Only the lines below between the ones containing "-31,15 +31,12 @@ import java.time.Instant;" and "Validate downloadserviceconfig", inclusive, are to be reproduced, each exactly as it stands.

Source records:

※

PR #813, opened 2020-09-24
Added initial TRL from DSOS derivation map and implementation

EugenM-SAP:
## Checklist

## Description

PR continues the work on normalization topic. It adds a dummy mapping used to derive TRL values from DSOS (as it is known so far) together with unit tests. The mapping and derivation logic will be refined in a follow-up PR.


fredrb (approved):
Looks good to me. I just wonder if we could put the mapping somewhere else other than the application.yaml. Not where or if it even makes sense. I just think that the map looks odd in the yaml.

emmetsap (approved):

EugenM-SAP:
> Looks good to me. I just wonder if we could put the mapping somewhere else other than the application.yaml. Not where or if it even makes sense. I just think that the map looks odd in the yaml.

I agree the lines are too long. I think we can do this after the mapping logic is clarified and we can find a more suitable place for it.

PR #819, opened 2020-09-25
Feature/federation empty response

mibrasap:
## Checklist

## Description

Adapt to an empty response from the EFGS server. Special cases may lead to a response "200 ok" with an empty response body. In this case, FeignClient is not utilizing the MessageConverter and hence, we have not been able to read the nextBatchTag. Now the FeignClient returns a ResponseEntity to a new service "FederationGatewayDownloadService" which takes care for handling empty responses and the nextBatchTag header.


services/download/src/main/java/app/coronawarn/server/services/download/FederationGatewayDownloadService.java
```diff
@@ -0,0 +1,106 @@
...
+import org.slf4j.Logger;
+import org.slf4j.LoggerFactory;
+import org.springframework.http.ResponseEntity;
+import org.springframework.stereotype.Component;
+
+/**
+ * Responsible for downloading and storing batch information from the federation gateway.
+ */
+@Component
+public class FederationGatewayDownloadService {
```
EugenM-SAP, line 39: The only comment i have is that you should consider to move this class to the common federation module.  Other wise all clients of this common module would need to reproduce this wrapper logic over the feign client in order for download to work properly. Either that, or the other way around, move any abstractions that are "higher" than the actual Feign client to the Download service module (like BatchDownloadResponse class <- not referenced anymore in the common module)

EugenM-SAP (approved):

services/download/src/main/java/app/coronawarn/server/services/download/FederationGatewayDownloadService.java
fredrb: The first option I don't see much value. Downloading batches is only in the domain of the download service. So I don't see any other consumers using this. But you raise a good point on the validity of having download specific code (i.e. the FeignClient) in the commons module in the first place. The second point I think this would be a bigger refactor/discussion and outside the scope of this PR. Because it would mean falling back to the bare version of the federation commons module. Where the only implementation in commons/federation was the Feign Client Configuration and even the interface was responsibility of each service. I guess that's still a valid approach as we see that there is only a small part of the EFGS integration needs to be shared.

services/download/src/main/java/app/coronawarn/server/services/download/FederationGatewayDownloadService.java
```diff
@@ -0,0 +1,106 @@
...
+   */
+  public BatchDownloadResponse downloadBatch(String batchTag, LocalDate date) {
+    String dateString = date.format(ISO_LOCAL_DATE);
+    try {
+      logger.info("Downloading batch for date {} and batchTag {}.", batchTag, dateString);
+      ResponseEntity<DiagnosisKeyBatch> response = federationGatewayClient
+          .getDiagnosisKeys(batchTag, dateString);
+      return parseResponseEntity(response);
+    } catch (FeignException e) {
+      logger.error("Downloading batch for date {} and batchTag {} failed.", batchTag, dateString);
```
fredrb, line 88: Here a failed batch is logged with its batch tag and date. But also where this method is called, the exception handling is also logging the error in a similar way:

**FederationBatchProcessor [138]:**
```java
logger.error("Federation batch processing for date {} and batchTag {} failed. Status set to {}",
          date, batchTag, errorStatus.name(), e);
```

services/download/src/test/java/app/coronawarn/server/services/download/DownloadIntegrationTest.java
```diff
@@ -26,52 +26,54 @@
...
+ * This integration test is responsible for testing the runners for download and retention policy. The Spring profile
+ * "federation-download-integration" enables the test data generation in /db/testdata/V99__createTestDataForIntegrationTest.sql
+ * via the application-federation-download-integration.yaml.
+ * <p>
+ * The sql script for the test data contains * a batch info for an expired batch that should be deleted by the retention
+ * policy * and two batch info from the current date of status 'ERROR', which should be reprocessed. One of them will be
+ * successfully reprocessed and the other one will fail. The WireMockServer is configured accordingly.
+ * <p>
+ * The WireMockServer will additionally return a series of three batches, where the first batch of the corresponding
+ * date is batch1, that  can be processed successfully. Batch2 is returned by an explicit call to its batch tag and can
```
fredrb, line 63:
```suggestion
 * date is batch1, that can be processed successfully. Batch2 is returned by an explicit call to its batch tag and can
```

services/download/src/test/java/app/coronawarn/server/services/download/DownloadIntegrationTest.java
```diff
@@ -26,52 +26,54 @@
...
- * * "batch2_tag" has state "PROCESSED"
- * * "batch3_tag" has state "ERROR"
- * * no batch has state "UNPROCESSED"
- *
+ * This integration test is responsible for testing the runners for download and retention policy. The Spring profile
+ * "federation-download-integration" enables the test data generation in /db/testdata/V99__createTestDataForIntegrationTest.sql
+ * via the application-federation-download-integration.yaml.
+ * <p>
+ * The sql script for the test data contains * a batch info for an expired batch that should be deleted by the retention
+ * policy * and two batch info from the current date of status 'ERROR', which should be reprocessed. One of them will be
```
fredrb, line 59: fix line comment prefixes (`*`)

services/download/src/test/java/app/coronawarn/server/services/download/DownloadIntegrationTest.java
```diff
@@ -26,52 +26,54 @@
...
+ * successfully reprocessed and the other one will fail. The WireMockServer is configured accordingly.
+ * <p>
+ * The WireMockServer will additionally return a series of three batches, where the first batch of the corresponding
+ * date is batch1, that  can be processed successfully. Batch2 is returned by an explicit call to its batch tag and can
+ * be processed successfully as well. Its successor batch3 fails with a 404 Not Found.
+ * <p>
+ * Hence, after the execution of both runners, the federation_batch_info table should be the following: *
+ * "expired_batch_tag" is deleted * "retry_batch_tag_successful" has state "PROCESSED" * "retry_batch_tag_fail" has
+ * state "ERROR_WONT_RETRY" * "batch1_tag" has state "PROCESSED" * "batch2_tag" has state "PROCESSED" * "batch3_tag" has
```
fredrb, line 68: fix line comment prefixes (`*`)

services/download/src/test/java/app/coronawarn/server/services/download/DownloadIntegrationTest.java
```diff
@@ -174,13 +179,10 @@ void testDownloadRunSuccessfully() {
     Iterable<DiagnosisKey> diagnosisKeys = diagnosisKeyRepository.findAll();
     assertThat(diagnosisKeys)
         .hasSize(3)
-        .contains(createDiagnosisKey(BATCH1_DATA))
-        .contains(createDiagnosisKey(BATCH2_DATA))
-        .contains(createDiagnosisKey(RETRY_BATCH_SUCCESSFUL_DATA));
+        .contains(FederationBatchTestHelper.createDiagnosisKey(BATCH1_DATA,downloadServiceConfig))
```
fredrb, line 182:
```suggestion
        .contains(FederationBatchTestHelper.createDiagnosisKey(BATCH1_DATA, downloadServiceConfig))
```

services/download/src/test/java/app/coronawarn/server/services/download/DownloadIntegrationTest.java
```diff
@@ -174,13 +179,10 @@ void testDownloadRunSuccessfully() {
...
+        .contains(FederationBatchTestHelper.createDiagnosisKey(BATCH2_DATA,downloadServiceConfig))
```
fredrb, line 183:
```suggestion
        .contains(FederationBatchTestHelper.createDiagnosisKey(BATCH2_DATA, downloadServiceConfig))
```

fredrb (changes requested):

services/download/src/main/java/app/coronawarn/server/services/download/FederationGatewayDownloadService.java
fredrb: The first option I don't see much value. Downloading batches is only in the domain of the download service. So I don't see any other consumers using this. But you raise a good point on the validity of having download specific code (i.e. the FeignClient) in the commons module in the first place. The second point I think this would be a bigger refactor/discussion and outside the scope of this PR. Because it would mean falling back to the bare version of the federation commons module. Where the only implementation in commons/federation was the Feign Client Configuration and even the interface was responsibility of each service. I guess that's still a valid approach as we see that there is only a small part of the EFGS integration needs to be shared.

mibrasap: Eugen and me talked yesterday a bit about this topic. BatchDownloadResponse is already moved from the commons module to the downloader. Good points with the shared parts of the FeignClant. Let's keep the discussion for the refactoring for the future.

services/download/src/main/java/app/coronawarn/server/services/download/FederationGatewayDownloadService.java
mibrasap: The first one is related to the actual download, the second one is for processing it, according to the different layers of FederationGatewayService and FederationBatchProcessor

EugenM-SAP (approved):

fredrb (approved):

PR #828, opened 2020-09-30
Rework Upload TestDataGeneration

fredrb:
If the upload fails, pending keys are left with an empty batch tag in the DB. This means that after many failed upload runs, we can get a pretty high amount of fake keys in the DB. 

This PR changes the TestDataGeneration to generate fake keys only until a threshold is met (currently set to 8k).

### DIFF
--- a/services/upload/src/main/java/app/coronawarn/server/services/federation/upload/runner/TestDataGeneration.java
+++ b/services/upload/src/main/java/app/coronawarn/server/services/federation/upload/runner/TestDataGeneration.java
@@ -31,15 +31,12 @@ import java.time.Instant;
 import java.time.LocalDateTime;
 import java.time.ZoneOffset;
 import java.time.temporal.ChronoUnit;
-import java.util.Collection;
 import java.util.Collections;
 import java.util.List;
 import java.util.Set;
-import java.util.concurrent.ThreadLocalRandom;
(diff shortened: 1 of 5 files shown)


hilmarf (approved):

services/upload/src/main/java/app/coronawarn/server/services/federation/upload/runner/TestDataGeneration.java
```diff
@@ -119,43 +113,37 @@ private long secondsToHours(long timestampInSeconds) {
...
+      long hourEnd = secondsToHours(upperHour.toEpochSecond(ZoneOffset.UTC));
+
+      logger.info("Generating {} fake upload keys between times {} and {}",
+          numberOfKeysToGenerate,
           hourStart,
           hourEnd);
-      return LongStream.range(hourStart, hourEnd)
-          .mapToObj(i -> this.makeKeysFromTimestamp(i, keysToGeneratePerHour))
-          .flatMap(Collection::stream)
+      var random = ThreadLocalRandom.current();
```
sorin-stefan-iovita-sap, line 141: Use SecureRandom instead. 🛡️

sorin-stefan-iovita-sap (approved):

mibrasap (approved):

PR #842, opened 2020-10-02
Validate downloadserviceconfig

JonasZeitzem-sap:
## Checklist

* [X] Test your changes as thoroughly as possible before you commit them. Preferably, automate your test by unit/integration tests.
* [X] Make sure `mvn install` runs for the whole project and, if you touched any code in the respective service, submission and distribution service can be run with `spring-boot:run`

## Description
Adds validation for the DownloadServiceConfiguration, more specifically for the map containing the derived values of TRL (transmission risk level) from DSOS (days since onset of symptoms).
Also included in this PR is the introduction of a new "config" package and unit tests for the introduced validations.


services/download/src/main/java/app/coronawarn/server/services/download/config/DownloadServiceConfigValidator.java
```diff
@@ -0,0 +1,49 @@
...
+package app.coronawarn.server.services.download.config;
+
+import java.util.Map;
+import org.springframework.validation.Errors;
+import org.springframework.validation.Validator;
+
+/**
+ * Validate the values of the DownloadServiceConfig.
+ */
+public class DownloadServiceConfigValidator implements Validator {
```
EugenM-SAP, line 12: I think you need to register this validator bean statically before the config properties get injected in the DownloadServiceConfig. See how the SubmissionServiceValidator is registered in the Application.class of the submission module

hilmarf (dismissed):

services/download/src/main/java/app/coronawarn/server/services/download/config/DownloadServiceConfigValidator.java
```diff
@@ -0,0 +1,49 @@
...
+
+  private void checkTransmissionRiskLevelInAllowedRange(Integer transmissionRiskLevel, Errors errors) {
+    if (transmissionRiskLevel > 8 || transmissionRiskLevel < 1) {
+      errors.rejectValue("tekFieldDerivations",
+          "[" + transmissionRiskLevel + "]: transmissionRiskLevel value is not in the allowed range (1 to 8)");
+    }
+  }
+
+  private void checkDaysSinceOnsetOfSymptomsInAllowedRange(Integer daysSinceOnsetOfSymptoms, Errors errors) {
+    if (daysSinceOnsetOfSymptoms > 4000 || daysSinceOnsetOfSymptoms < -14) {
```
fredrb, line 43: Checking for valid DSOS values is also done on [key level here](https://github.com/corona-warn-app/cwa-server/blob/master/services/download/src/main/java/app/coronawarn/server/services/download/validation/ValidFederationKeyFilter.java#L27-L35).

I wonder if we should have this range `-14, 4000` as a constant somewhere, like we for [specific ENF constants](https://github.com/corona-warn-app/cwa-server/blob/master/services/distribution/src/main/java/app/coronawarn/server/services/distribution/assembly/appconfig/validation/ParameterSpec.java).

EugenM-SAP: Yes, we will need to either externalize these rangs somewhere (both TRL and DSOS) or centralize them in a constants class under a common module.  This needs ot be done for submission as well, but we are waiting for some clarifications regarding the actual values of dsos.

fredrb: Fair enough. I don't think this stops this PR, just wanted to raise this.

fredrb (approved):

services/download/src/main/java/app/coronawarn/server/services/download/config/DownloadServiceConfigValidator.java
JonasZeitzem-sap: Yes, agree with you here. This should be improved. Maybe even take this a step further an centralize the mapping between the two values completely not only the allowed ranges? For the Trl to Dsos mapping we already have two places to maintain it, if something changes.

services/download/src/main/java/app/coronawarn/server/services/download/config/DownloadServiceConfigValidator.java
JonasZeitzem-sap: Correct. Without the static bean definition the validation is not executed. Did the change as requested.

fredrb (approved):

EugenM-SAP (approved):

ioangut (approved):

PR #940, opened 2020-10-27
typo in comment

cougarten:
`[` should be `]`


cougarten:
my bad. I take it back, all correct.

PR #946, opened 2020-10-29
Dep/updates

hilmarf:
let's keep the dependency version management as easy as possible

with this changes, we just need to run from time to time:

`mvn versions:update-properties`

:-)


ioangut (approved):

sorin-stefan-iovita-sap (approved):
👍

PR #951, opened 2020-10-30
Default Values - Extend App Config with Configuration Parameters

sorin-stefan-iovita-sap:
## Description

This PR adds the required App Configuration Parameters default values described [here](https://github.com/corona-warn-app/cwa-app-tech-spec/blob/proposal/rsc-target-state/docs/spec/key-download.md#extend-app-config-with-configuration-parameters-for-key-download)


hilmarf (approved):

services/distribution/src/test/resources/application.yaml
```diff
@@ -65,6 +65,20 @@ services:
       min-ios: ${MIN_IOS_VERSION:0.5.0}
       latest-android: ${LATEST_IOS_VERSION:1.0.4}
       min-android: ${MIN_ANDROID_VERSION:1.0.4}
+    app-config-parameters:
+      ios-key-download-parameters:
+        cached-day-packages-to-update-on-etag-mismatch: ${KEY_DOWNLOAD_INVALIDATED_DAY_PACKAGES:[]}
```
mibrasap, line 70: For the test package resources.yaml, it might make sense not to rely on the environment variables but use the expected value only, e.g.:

※

Response area:
@@ -31,15 +31,12 @@ import java.time.Instant;
 import java.time.LocalDateTime;
 import java.time.ZoneOffset;
 import java.time.temporal.ChronoUnit;
-import java.util.Collection;
 import java.util.Collections;
 import java.util.List;
 import java.util.Set;
-import java.util.concurrent.ThreadLocalRandom;
(diff shortened: 1 of 5 files shown)


hilmarf (approved):

services/upload/src/main/java/app/coronawarn/server/services/federation/upload/runner/TestDataGeneration.java
```diff
@@ -119,43 +113,37 @@ private long secondsToHours(long timestampInSeconds) {
...
+      long hourEnd = secondsToHours(upperHour.toEpochSecond(ZoneOffset.UTC));
+
+      logger.info("Generating {} fake upload keys between times {} and {}",
+          numberOfKeysToGenerate,
           hourStart,
           hourEnd);
-      return LongStream.range(hourStart, hourEnd)
-          .mapToObj(i -> this.makeKeysFromTimestamp(i, keysToGeneratePerHour))
-          .flatMap(Collection::stream)
+      var random = ThreadLocalRandom.current();
```
sorin-stefan-iovita-sap, line 141: Use SecureRandom instead. 🛡️

sorin-stefan-iovita-sap (approved):

mibrasap (approved):

PR #842, opened 2020-10-02
Validate downloadserviceconfig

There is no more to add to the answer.